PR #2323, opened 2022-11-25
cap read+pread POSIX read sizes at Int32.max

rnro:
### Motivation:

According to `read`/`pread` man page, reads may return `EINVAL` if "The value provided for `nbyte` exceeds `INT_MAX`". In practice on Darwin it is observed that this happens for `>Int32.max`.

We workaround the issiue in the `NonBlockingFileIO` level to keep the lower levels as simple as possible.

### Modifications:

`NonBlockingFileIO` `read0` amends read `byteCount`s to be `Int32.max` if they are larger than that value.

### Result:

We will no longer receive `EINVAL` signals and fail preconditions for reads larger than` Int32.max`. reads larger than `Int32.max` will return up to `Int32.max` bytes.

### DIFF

--------------------------------

Using the data above, return each line that includes the word "NonBlockingFileIO".

We workaround the issiue in the `NonBlockingFileIO` level to keep the lower levels as simple as possible.
`NonBlockingFileIO` `read0` amends read `byteCount`s to be `Int32.max` if they are larger than that value.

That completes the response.